PR #744, opened 2023-06-30
Drop macOS ForceActivation workaround

fanquake:
Discussion in https://github.com/bitcoin/bitcoin/pull/16720 seems to point to this being no-longer needed after qt 5.6+. 
We now require 5.11.x+.

### DIFF
--- a/src/qt/guiutil.cpp
+++ b/src/qt/guiutil.cpp
@@ -80,7 +80,6 @@
 
 #include <QProcess>
 
-void ForceActivation();
 #endif
 
 using namespace std::chrono_literals;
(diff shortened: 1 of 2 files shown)


hebasto:
Concept ACK.

> We now require 5.11.x+.

When building on macOS, Homebrew provides Qt [5.15.10](https://formulae.brew.sh/formula/qt@5). Our depends does 5.15.5.

cc @Sjors

hebasto:
I think we can drop `-DOBJC_OLD_DISPATCH_PROTOTYPES=0` now. At least, the code compiles for me natively on macOS Ventura (arm64) and when cross-building on Ubuntu 23.04.

Sjors:
Tested 362e98937356a74a5b70d65348957edf05b1138a but it seems the workaround is still needed.

This was introduced in https://github.com/bitcoin/bitcoin/pull/14123 as a fix to https://github.com/bitcoin/bitcoin/issues/13829.

With this PR, built on macOS 13.4.1 (Intel) with qt@5/5.15.10 via Homebrew, when I use `⌘ + H` to hide the window, and then e.g. click on "Receive" in the dock, the window doesn't appear. Without this PR the window _does_ appear.

Issue #748, opened 2023-08-13
`-min` does not minimize wallet loading dialog


achow101:
### Is there an existing issue for this?

- [X] I have searched the existing issues

### Current behaviour

A user on the Bitcoin stackexchange [reported](https://bitcoin.stackexchange.com/questions/119283/is-it-possible-to-run-bitcoin-core-gui-at-the-same-time-as-bitcoind) that starting `-min` still results in the `Loading wallets` dialog box appearing.

### Expected behaviour

`-min` should minimize all startup dialogs.

### Steps to reproduce

Start with `-min` with wallets automatically loaded (presumably, I haven't tried yet)

### How did you obtain Bitcoin Core

Pre-built binaries

### What version of Bitcoin Core are you using?

unknown

### Operating system and version

Some Linux with XFCE

hebasto:
Closed via 9561e497e9f6387b0173343ef686496efb515c51.

achow101:
Was able replicate in 26.0, needed to use the release built binaries. I guess something in the way we build qt is causing this?

hebasto:
Confirming that the issue still exists for the release/Guix built `bitcoin-qt`.

> I guess something in the way we build qt is causing this?

The static Qt in depends misses GTK+ support. However, I'm not sure if it is the cause of the issue.

---

Other issues with different behavior for release binaries:
- https://github.com/bitcoin-core/gui/issues/33
- https://github.com/bitcoin-core/gui/issues/639

PR #749, opened 2023-08-13
make '-min' minimize wallet loading dialog

furszy:
Simple fix for #748.

When '-min' is enabled, no loading dialog should
be presented on screen during startup.


pablomartin4btc (commented):
I've tested this change. Created several wallets in order to see the "Loading wallet..." dialog for a while.
Without your change in master when I run `bitcoin-qt -min` the dialog is not shown and the app opens as usual.
With your change when I run `bitcoin-qt -min`, the app gets minimized entirely, is that intentional?

hebasto (approved):
ACK 32db15450a9ef2a45de29b3b2ae60491a38edbd6, tested on Debian 11 + XFCE.

The bug did not reveal itself on my Ubuntu + GNOME.

PR #751, opened 2023-09-08
macOS, do not process actions during shutdown

furszy:
As the 'QMenuBar' is created without a parent window in MacOS, the app crashes when the user presses the shutdown button and, right after it, triggers any action in the menu bar.

This happens because the QMenuBar is manually deleted in the BitcoinGUI destructor but the events attached to it children actions are not disconnected, so QActions events such us the 'QMenu::aboutToShow' could try to access null pointers.

Instead of guarding every single QAction pointer inside the QMenu::aboutToShow slot, or manually disconnecting all registered events in the destructor, we can check if a shutdown was requested and discard the event.

The 'node' field is a ref whose memory is held by the main application class, so it is safe to use here. Events are disconnected prior destructing the main application object.

Furthermore, the 'MacDockIconHandler::dockIconClicked' signal can make the app crash during shutdown for the very same reason. The 'show()' call triggers the 'QApplication::focusWindowChanged' event, which is connected to the 'minimize_action' QAction, which is also part of the app menu bar, which could no longer exist.

Another cause of crashes stems from the shortcuts provided by the `appMenuBar` submenus during shutdown. For instance, executing actions like opening the information dialog (command + I) or the console dialog (command + T) lead to access null pointers. The second commit addresses and resolves these issues.
Basically, in the present setup, we create a parentless `appMenuBar` whose submenus `QActions` are connected to `qApp` events (the app's global instance). However, at the `BitcoinGUI` destructor, we manually destruct this object without properly disconnecting the events. This leaves `qApp` events, such as `focusWindowChanged`, tied to submenus' `QAction` pointers, which causes the application to crash when it attempts to access them.

Important Note:
This happened to me few times. The worst consequence was an inconsistent chain state during IBD. Which triggered a full "replay blocks" process on the next startup. Which was painfully slow.

### DIFF
--- a/src/qt/bitcoingui.cpp
+++ b/src/qt/bitcoingui.cpp
@@ -864,6 +864,7 @@ void BitcoinGUI::createTrayIconMenu()
     // Note: On macOS, the Dock icon is used to provide the tray's functionality.
     MacDockIconHandler* dockIconHandler = MacDockIconHandler::instance();
     connect(dockIconHandler, &MacDockIconHandler::dockIconClicked, [this] {
+        if (m_node.shutdownRequested()) return; // nothing to show, node is shutting down.
         show();
         activateWindow();
     });
@@ -875,6 +876,8 @@ void BitcoinGUI::createTrayIconMenu()
         // See https://bugreports.qt.io/browse/QTBUG-91697
         trayIconMenu.get(), &QMenu::aboutToShow,
         [this, show_hide_action, send_action, receive_action, sign_action, verify_action, options_action, node_window_action, quit_action] {
+            if (m_node.shutdownRequested()) return; // nothing to do, node is shutting down.
+
             if (show_hide_action) show_hide_action->setText(
                 (!isHidden() && !isMinimized() && !GUIUtil::isObscured(this)) ?
                     tr("&Hide") :
--- a/src/qt/bitcoingui.cpp
+++ b/src/qt/bitcoingui.cpp
@@ -239,7 +239,6 @@ BitcoinGUI::~BitcoinGUI()
         trayIcon->hide();
 #ifdef Q_OS_MACOS
     delete m_app_nap_inhibitor;
-    delete appMenuBar;
     MacDockIconHandler::cleanup();
 #endif
 
@@ -470,13 +469,7 @@ void BitcoinGUI::createActions()
 
 void BitcoinGUI::createMenuBar()
 {
-#ifdef Q_OS_MACOS
-    // Create a decoupled menu bar on Mac which stays even if the window is closed
-    appMenuBar = new QMenuBar();
-#else
-    // Get the main window's menu bar on other platforms
     appMenuBar = menuBar();
-#endif
 
     // Configure the menus
     QMenu *file = appMenuBar->addMenu(tr("&File"));


hernanmarino (approved):
Approach ACK . I cannot test this (not my OS) but changes seem straightforward

src/qt/bitcoingui.cpp
```diff
@@ -470,13 +469,8 @@ void BitcoinGUI::createActions()
 
 void BitcoinGUI::createMenuBar()
 {
-#ifdef Q_OS_MACOS
-    // Create a decoupled menu bar on Mac which stays even if the window is closed
-    appMenuBar = new QMenuBar();
-#else
     // Get the main window's menu bar on other platforms
```
luke-jr, line 472: This comment no longer makes sense

furszy: upps, thanks. Removed.

Aminkavoos (approved):

hebasto (approved):
ACK bae209e3879fa099302d3b211362c49bbbfbdd14.

I had some doubts regarding the last commit due to Qt [docs](https://doc.qt.io/qt-5/qmainwindow.html#menuBar):
> If you want all windows in a Mac application to share one menu bar, don't use this function to create it, because the menu bar created here will have this [QMainWindow](https://doc.qt.io/qt-5/qmainwindow.html) as its parent. Instead, you must create a menu bar that does not have a parent, which you can then share among all the Mac windows.

However, I tested this PR on macOS Monterey 12.6.9. It works flawlessly. The application menu is still available and works fine even the main window is closed and the "Node window" is opened.

hebasto:
cc @Sjors @jarolrod

RandyMcMillan:
utACK bae209e

Sjors:
Tested with bae209e3879fa099302d3b211362c49bbbfbdd14

Tested on (Intel) macOS Ventura 13.6, was able to reproduce various crashes.

I used the Load URL option in the File menu, which crashes without this PR. With this PR the dialog appears and then goes away when the app is done quitting, but no crash. Similiar result when opening the Information menu.

Another way to trigger a crash is to hover over the Open Wallet menu option. This PR doesn't fix that, so maybe it's a different bug?

The `m_node.shutdownRequested()` seems a simple enough fix.

I didn't study the second commit deeply. It might be good to point to the PR where it was introduced and retry whatever bug was being fixed at the time.

(in unrelated news, I'll be able to test Ventura for quite some time into the future, because my 2017 iMac doesn't support newer macOS versions)

furszy (commented):
> Another way to trigger a crash is to hover over the Open Wallet menu option. This PR doesn't fix that, so maybe it's a different bug?

Yeah. Good catch. Just to move forward here, I can fix that one in a quick follow-up.

> I didn't study the second commit deeply. It might be good to point to the PR where it was introduced and retry whatever bug was being fixed at the time.

The second commit actually fixes another set of crash causes.

Basically, can crash the app by running the shortcuts provided by the `appMenuBar` submenus during shutdown. For instance, executing actions like opening the information dialog (command + I) or the console dialog (command + T) lead to access null pointers.

This occurs because, In the present setup, we create a parentless `appMenuBar` whose submenus QActions are connected to qApp events (the app's global instance). However, at the BitcoinGUI destructor, we manually destruct this object without properly disconnecting the events. This leaves qApp events, such as focusWindowChanged, tied to submenus' QAction pointers, which causes the application to crash when it attempts to access them.

Just updated the PR description with this information too.

hebasto:
Backported to 25.1 in https://github.com/bitcoin/bitcoin/pull/28487.

PR #752, opened 2023-09-08
Modify command line help to show support for BIP21 URIs

hernanmarino:
While reviewing a different PR (see https://github.com/bitcoin-core/gui/pull/742 ) **hebasto** suggested that the help for bitcoin-qt should be updated to reflect the fact that bitcoin-qt supports an optional BIP21 URI parameter.

Since this reflects actual behaviour of bitcoin-qt and is independent of whether or not the other PR gets merged, I created this simple PR to fix the help message.

### DIFF
--- a/src/qt/utilitydialog.cpp
+++ b/src/qt/utilitydialog.cpp
@@ -58,7 +58,8 @@ HelpMessageDialog::HelpMessageDialog(QWidget *parent, bool about) :
         ui->helpMessage->setVisible(false);
     } else {
         setWindowTitle(tr("Command-line options"));
-        QString header = "Usage:  bitcoin-qt [command-line options]                     \n";
+        QString header = "Usage: bitcoin-qt [command-line options] [URI]\n\n"
+                         "Optional URI is a Bitcoin address in BIP21 URI format.\n";
         QTextCursor cursor(ui->helpMessage->document());
         cursor.insertText(version);
         cursor.insertBlock();


RandyMcMillan:
concept ACK

jarolrod (approved):
ACK b45658ad093b61e92e9b2edbfb7003bf544e52ab

src/qt/utilitydialog.cpp
```diff
@@ -58,7 +58,8 @@ HelpMessageDialog::HelpMessageDialog(QWidget *parent, bool about) :
         ui->helpMessage->setVisible(false);
     } else {
         setWindowTitle(tr("Command-line options"));
-        QString header = "Usage:  bitcoin-qt [command-line options]                     \n";
+        QString header = "Usage:  bitcoin-qt [command-line options] [BIP21 URI]                     \n\n"
```
luke-jr, line 61: What is the purpose of these extra spaces on the end? Do they need to be adjusted? Can't seem to figure it out from the git history either :/

luke-jr, line 61: Probably better to just leave it as `[URI]` here, and if BIP21 is mentioned, only do so in the explanation below.

pablomartin4btc: I think it can be removed, it doesn't make any difference. I couldn't find any other reference in the code of such a thing (extra spaces at the end of a line before an \n). I think it was some formatting logic left behind.

Regarding its historical origins, it seems that it was coming from the `bitcoind`/ `bitcoin-cli` helps and copied over ([#13872](https://github.com/bitcoin/bitcoin/pull/13872)).
You can still see it at some places (exactly the same 22 spaces):
image

pablomartin4btc: Why not the [complete syntax representation](https://github.com/bitcoin/bips/blob/master/bip-0021.mediawiki#user-content-ABNF_grammar) of the BIP21 command?
```
 bitcoinurn     = "bitcoin:" bitcoinaddress [ "?" bitcoinparams ]
 bitcoinaddress = *base58
 bitcoinparams  = bitcoinparam [ "&" bitcoinparams ]
 bitcoinparam   = [ amountparam / labelparam / messageparam / otherparam / reqparam ]
 amountparam    = "amount=" *digit [ "." *digit ]
 labelparam     = "label=" *qchar
 messageparam   = "message=" *qchar
 otherparam     = qchar *qchar [ "=" *qchar ]
 reqparam       = "req-" qchar *qchar [ "=" *qchar ]

```

pablomartin4btc: Also, I'd remove 1 space after "Usage:", so the start of "bitcoind" matches the alignment of the options helps.
```suggestion
        QString header = "Usage: bitcoin-qt [command-line options] [BIP21 URI]                     \n\n"
```

pablomartin4btc (commented):
tested ACK.

image

Added some obs on @luke-jr's comments.

src/qt/utilitydialog.cpp
hernanmarino: @pablomartin4btc I think this is not the place to explain BIP21, and I'll follow @luke-jr 's advice on this one.

hernanmarino: I agree with @luke-jr and @pablomartin4btc , I ll remove the extra spaces at the end, I see no reason to leave them. Regarding the help2man tool mentioned in https://github.com/bitcoin/bitcoin/pull/13872 , there is no reason for extra spaces.

hernanmarino:
Updated to address @luke-jr and @pablomartin4btc

pablomartin4btc (approved):
re ACK

src/qt/utilitydialog.cpp
```diff
@@ -58,7 +58,8 @@ HelpMessageDialog::HelpMessageDialog(QWidget *parent, bool about) :
         ui->helpMessage->setVisible(false);
     } else {
         setWindowTitle(tr("Command-line options"));
-        QString header = "Usage:  bitcoin-qt [command-line options]                     \n";
+        QString header = "Usage: bitcoin-qt [command-line options] [URI]\n\n"
+                         "Optional [URI] is a bitcoin address in BIP21 URI format.\n";
```
luke-jr, line 62: Bitcoin should be capitalized here

kristapsk, line 62: Square brackets mean that URI option is optional. Either use "[URI]" or "Optional URI" below, not "Optional [URI]".
```suggestion
                         "Optional URI is a bitcoin address in BIP21 URI format.\n";
```

hernanmarino: Done

hernanmarino: Done

hernanmarino:
Fixed the 2 typos mentioned by @luke-jr and @kristapsk . Also rebased for CI.

hernanmarino:
Fixed the 2 typos mentioned by @luke-jr and @kristapsk . Also rebased for CI.

kristapsk (approved):
utACK ede5014c445dcb40ddcfdede2c51236bbfe85f5e

pablomartin4btc (commented):
lgtm, re ACK ede5014c445dcb40ddcfdede2c51236bbfe85f5e

hebasto (approved):
ACK ede5014c445dcb40ddcfdede2c51236bbfe85f5e.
§ §
HOW TO COMPLETE THIS TASK: Every line in the material above that has the word "building" should be copied.

TASK SOLUTION:
When building on macOS, Homebrew provides Qt [5.15.10](https://formulae.brew.sh/formula/qt@5). Our depends does 5.15.5.
I think we can drop `-DOBJC_OLD_DISPATCH_PROTOTYPES=0` now. At least, the code compiles for me natively on macOS Ventura (arm64) and when cross-building on Ubuntu 23.04.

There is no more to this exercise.